Copy out each line of the material in which the word "delete" can be found.

══ Given information

PR #1185, opened 2026-03-15
Add whenMissing, which takes user-supplied fns

### LINKED ISSUE #1054: Can we make the Map.Merge API more expressive?
I wanted to demonstrate `partitionKeys` recently (https://github.com/haskell/containers/pull/975#issuecomment-2417976839) and realized that the public Map.Merge API is not expressive enough for it.

What I need:

```hs
wm1 :: WhenMissing Pair k a a
wm1 = WhenMissing (\t -> Pair empty t) (\_ x -> Pair Nothing (Just x))
```

Best I can do with the public API:

```hs
wm1 :: WhenMissing Pair k a a
wm1 = traverseMaybeMissing (\_ x -> Pair Nothing (Just x))
```

which is terribly inefficient! (O(1) vs O(n))

Is there a safe way to allow such use cases?

meooow25:
This allows for some useful applications which are currently not possible with the non-internal API. The functions carry a warning that the two input functions are related by a law and the user is responsible for satisfying it.

Export filterA for Set, now that it is referred to from whenMissing.

Closes #1054

### DIFF
--- a/containers-tests/tests/set-properties.hs
+++ b/containers-tests/tests/set-properties.hs
@@ -104,6 +104,7 @@ main = defaultMain $ testGroup "set-properties"
                    , testProperty "prop_splitRoot" prop_splitRoot
                    , testProperty "prop_partition" prop_partition
                    , testProperty "prop_filter" prop_filter
+                   , testProperty "prop_filterA" prop_filterA
                    , testProperty "prop_mapMaybe" prop_mapMaybe
                    , testProperty "takeWhileAntitone"    prop_takeWhileAntitone
                    , testProperty "dropWhileAntitone"    prop_dropWhileAntitone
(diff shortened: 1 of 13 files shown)


meooow25:
I decided to go with the simple approach from #1054.

~~Just a note that I haven't added this function to the `Merge.Strict` modules, since I cannot think of a situation where we would also need to force the values.~~

meooow25:
@treeowl did you get a chance to look at the examples?

meooow25:
Rebased and updated.

@treeowl would you please review this? I would really like to include it in the next release.

meooow25:
@Lysxia may I ask you for a review? I would like to get another pair of eyes on this.

meooow25:
Alright, I'm merging it.

Issue #758, opened 2020-12-16
from*DescList* missing from IntMap


hseg:
`fromDescList`, `fromDescListWith`, `fromDescListWithKey`, `fromDistinctDescList` are all missing from `IntMap`.

treeowl:
Good point. Do you want to try writing them?

hseg:
A cursory glance reveals some structural differences between `Map.fromAscList` and `IntMap.fromAscList`, with the former basically doing `fromList . groupWith f` and marking everything in sight as `INLINABLE` to get the relevant fusion, whereas the latter has a `fromMonoListWithKey`  which seems to be a fused version of the above with a flag controlling whether the user asserts the input is distinct, and for some reason is marked everywhere as `NOINLINE`.
Probably the sane thing to do is clone the `IntMap` code, but the inconsistency is jarring enough to make me second-guess myself. That, and `fromMonoListWithKey` is complex enough to make me doubt I can easily flip it.

treeowl:
`Map` needs inlining to specialize to an `Ord` instance. `IntMap` gets much less, if any, benefit from large-scale inlining, so code size is prioritized. I think a lot of the other differences are about differences in the data structure shapes. Anyway, I can give it a shot.

meooow25:
PRs welcome.

The implementation of `fromAscList*` is simpler now after #1123, and can be a template for `fromDescList*`.

PR #1194, opened 2026-04-06
Add fromDescList for IntSet and IntMap

meooow25:
For #758.


meooow25:
I hesitate to add `fromDescListWith` since we know now that the `a -> a -> a` isn't the clearest interface and mistakes can lead to performance issues (#961).

It might be better to add `fromAscListUpsert` and `fromDescListUpsert` once #1190 is in.

PR #1196, opened 2026-04-08
Define the CI config manually

### LINKED ISSUE #1195: Drop haskell-ci?
haskell-ci has been convenient to use, but I am wondering if it would be better to just configure the CI ourselves. It isn't too complicated (see #1183 as a simple example).

Some reasons why this would be good:

* We won't need a [config file](https://github.com/haskell/containers/blob/17908ce984e1a227b691183c98cc8594da21a14f/cabal.haskell-ci) to generate another config file.
* We can merge #886. It doesn't work today since haskell-ci packs an sdist, unpacks it, then runs the tests, and that's a problem if there are relative paths going out of the current directory.
* No surprising CI failures, e.g. because haskell-ci decided to add a Werror (https://github.com/haskell-CI/haskell-ci/pull/789, https://github.com/haskell-CI/haskell-ci/pull/790)
* We can set `--quickcheck-tests` (https://github.com/haskell-CI/haskell-ci/issues/743)
* Maybe faster CI times, since e.g. we don't need to build Haddocks for `containers-tests`.

meooow25:
Configure the CI directly without haskell-ci. This greatly simplifies the config and skips unnecessary steps.

Also,
* Set --quickcheck-tests to 1000 for more thorough testing (default is 100).
* Test on windows-latest and macos-latest

Closes #1195


meooow25:
@treeowl any comments on the config?

PR #1198, opened 2026-04-11
Depend on OneTuple conditionally

meooow25:
It's a compat package, so we need it only for older GHCs.


meooow25:
Oh, they put it in `Data.Tuple.Solo` instead of `Data.Tuple`...

PR #1212, opened 2026-05-16
Use `SPECIALIZE` consistently

sol:
- consistent terminology is important (e.g. if you write a paper you don't want variation in your terminology)
- most people are not native English speakers, having everybody deal with two dialects of English just does not check out in terms of fairness
- it's also an issue for assistive technologies / search / `grep`


meooow25 (approved):

meooow25:
Thanks!

Issue #1209, opened 2026-05-15
Take a look at the alterF implementations


meooow25:
Check if we can improve/simplify some things.

For instance, I don't really like that `Set`'s `alterF` always allocates the changed set (previously mentioned in https://github.com/haskell/containers/pull/1169#issuecomment-3694319872). I would like to try changing it to the bitqueue approach from Map's alterF.

meooow25:
I decided to benchmark all the `Set` `alterF` implementations I can think of: https://gist.github.com/meooow25/e919ae830fb429bab817e57d5f953e7d

To briefly describe them, they are

1. The current implementation ("current")
2. `member`, then `insert` or `delete` ("twopass")
3. Just like `alter` but with `fmap` at each step ("simple")
4. Trace the path, and use it to modify the tree if needed ("bitqueue", "index")
5. Go down to the target while keeping track of how to reconstruct the tree ("cont", "stackstrict", "stacklazy")

Unsurprisingly, the current implementation performs poorly when the set does not need to be modified.

I think the `Map` `alterF` strategy (4) is a good selection of tradeoffs. It may traverse the tree twice, but it minimizes everything else: the number of comparisons, the number of allocations, and the number of fmaps. Interestingly, in this strategy "index" seems to be a little faster than "bitqueue" while also being simpler to implement. I plan to replace the `Set` implementation with this, if I don't find anything better.

meooow25:
While looking around I spotted that `Data.Map.alterF` is too strict.

```
> import Data.IntMap as IntMap
> import Data.IntSet as IntSet
> import Data.Map as Map
> import Data.Set as Set
> import Data.Proxy
> IntMap.alterF (\_ -> Proxy) undefined undefined `seq` ()
()
> IntSet.alterF (\_ -> Proxy) undefined undefined `seq` ()
()
> Set.alterF (\_ -> Proxy) undefined undefined `seq` ()
()
> Map.alterF (\_ -> Proxy) undefined undefined `seq` ()
*** Exception: Prelude.undefined
```

meooow25:
I think this is good enough for now.

I am wondering whether we should also change Map to use an index instead of bitqueue. Judging by the Set benchmarks the performance will be comparable, so the only benefit will be simplifying the implementation and deleting a bunch of code. I will open a new issue if I try it later.

PR #1215, opened 2026-05-31
Use a different strategy for Set.alterF

meooow25:
This is an improvement over the previous implementation in many (but not
all) scenarios. Most importantly it avoids allocating a Set when the Set
doesn't need to be changed. See Note [alterF implementation] for more
about the choice of implementation.

alterF also gets an INLINE since it's a small definition and inlining
permits further GHC optimizations based on the altering function.

For #1209.

### DIFF
--- a/containers-tests/benchmarks/Set.hs
+++ b/containers-tests/benchmarks/Set.hs
@@ -15,10 +15,11 @@ main = do
     let s = S.fromList elems :: S.Set Int
         s_even = S.fromList elems_even :: S.Set Int
         s_odd = S.fromList elems_odd :: S.Set Int
-        strings_s = S.fromList strings
+        strings_s = S.fromList strings :: S.Set String
     evaluate $ rnf [s, s_even, s_odd]
     evaluate $ rnf
       [elems_distinct_asc, elems_distinct_desc, elems_asc, elems_desc]
+    evaluate $ rnf strings_s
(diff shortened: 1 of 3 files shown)


meooow25:
Benchmarks with GHC 9.14:

```
Name                     Time - - - - - - - -    Allocated - - - - -
alterF:delete:absent     182 μs   26 μs  -85%    1.5 MB    3 B   -99%
alterF:delete:present    133 μs  185 μs  +39%    1.0 MB  740 KB  -27%
alterF:four              513 μs  629 μs  +22%    3.1 MB  1.8 MB  -40%
alterF:four:strings      819 μs  886 μs   +8%    3.1 MB  1.8 MB  -40%
alterF:insert:absent     195 μs  259 μs  +33%    1.4 MB  1.0 MB  -29%
alterF:insert:present    174 μs   19 μs  -88%    1.2 MB    7 B   -99%
alterF:member            479 μs  176 μs  -63%    2.5 MB   46 B   -99%
```

sjakobi (approved):
I like it! :)

Some haddocks on the new functions and `MemberIndex` wouldn't hurt, and you could consider exposing them. Or wait until there's explicit demand.

meooow25:
Good point about adding some docs, done.

About exposing these, I would prefer to wait until someone asks for it.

════

### Answer to the exercise
2. `member`, then `insert` or `delete` ("twopass")
alterF:delete:absent     182 μs   26 μs  -85%    1.5 MB    3 B   -99%
alterF:delete:present    133 μs  185 μs  +39%    1.0 MB  740 KB  -27%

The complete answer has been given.